*Description of the task*
Retype all of the entries exactly as they appear.

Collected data
****

PR #2946, opened 2024-05-29
"state" binary "ON"/"OFF" casing consistency for Waveman-Switch decoder

DigiH:
There are several decoders with the "state" key being a binary "ON"/"OFF" option.

To be able to create a single Home Assistant discovery routine for all of them, without having to create a separate one just for the Waveman-Switch decoder, brining the casing in line with all the others makes things more consistent and easier for discovery implementation.

See
Brennenstuhl RCS 2044
Nexa
Proove

### DIFF
--- a/src/devices/waveman.c
+++ b/src/devices/waveman.c
@@ -71,7 +71,7 @@ static int waveman_callback(r_device *decoder, bitbuffer_t *bitbuffer)
             "id",       "",     DATA_STRING,    id_str,
             "channel",  "",     DATA_INT,       (nb[1] >> 2) + 1,
             "button",   "",     DATA_INT,       (nb[1] & 3) + 1,
-            "state",    "",     DATA_STRING,    (nb[2] == 0xe) ? "on" : "off",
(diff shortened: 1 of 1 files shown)


DigiH:
0/1 would be fine as well, as long as there is some consistency, especially for commonly creating discovery messages for all such keys, with the payload_on and payload_off being the same. Then with assigning appropriate type device classes for different decoders the HA display would be converted nicely from ON/OFF - 1/0.

https://www.home-assistant.io/integrations/binary_sensor/

When there is no device class specified (None) the default binary sensor for HA is actually showing ON/OFF, so maybe it might be ok to keep. This would also mean less of a breaking change for existing users with different controllers, when only one decoders has a casing change from on/off to ON/OFF!?!

And yes, the key name "state" is also confusing, as it appears as binary ON/OFF 1/0 as above, but also as open/closed (again with inconsistencies throughout as "open", "Open" or "OPEN") or as completely arbitrary strings or an integer. 

But aligning all binary keys and generalising string casings would be a great help in making discovery messages a lot easier, without having to investigate every individual decoder.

****

*Solution*
PR #2946, opened 2024-05-29
"state" binary "ON"/"OFF" casing consistency for Waveman-Switch decoder

DigiH:
There are several decoders with the "state" key being a binary "ON"/"OFF" option.

To be able to create a single Home Assistant discovery routine for all of them, without having to create a separate one just for the Waveman-Switch decoder, brining the casing in line with all the others makes things more consistent and easier for discovery implementation.

See
Brennenstuhl RCS 2044
Nexa
Proove

### DIFF
--- a/src/devices/waveman.c
+++ b/src/devices/waveman.c
@@ -71,7 +71,7 @@ static int waveman_callback(r_device *decoder, bitbuffer_t *bitbuffer)
             "id",       "",     DATA_STRING,    id_str,
             "channel",  "",     DATA_INT,       (nb[1] >> 2) + 1,
             "button",   "",     DATA_INT,       (nb[1] & 3) + 1,
-            "state",    "",     DATA_STRING,    (nb[2] == 0xe) ? "on" : "off",
(diff shortened: 1 of 1 files shown)


DigiH:
0/1 would be fine as well, as long as there is some consistency, especially for commonly creating discovery messages for all such keys, with the payload_on and payload_off being the same. Then with assigning appropriate type device classes for different decoders the HA display would be converted nicely from ON/OFF - 1/0.

https://www.home-assistant.io/integrations/binary_sensor/

When there is no device class specified (None) the default binary sensor for HA is actually showing ON/OFF, so maybe it might be ok to keep. This would also mean less of a breaking change for existing users with different controllers, when only one decoders has a casing change from on/off to ON/OFF!?!

And yes, the key name "state" is also confusing, as it appears as binary ON/OFF 1/0 as above, but also as open/closed (again with inconsistencies throughout as "open", "Open" or "OPEN") or as completely arbitrary strings or an integer. 

But aligning all binary keys and generalising string casings would be a great help in making discovery messages a lot easier, without having to investigate every individual decoder.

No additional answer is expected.